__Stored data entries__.
######

PR #1425, opened 2020-10-05
Remove source existence check from `micro update` 

crufter:
Fixes https://github.com/m3o/dev/issues/494

```sh
$ micro status
NAME	VERSION	SOURCE		STATUS	BUILD	UPDATED		METADATA
tags	latest	blog/tags	running	n/a	5h28m9s ago	owner=admin, group=micro
$ micro update tags
Service at github.com/micro/services/tags@master not found
```

We only have update tests for local code so this recent change was not picked up.
Adjusted a test to properly test for this.


ben-toogood (approved):

crufter:
The test fails which points out the fact that update does not work according to the reference https://m3o.org/reference#updating-a-service, seems like `micro update` parses `subfolder-branch` as a local folder.

client/cli/run/service.go
```diff
@@ -154,6 +154,22 @@ func appendSourceBase(ctx *cli.Context, workDir, source string) string {
 	domain := strings.Split(source, "/")[0]
 	_, err := publicsuffix.EffectiveTLDPlusOne(domain)
 	if !isLocal && err != nil {
+		// read the service. In case there is an existing service with the same name and version
```
crufter, line 157: Not pretty but it works

asim: easier to put it in a separate function so it just cleanly goes `if matchService && err == nil { return getSource(s) }`

crufter: Can do sure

######

Within the records above, determine how many lines contain the word "github". Respond with that number and no other text.

__Written solution__. 2